Information given Block Start

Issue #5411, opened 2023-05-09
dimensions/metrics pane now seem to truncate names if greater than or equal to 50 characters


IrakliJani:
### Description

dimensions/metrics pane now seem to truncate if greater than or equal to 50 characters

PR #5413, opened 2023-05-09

Information given Block End
Information given Block Start

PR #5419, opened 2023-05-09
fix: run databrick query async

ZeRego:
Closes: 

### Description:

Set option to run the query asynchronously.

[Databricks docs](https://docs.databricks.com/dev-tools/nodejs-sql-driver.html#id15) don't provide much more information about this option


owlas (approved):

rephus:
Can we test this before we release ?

Information given Block End

Task statement: Taking the entries above, restate exactly those lines that fall between the line with "Issue #5411, opened 2023-05-09" and the line with "PR #5413, opened 2023-05-09", keeping both of those lines too.

Answer box:
Issue #5411, opened 2023-05-09
dimensions/metrics pane now seem to truncate names if greater than or equal to 50 characters


IrakliJani:
### Description

dimensions/metrics pane now seem to truncate if greater than or equal to 50 characters

PR #5413, opened 2023-05-09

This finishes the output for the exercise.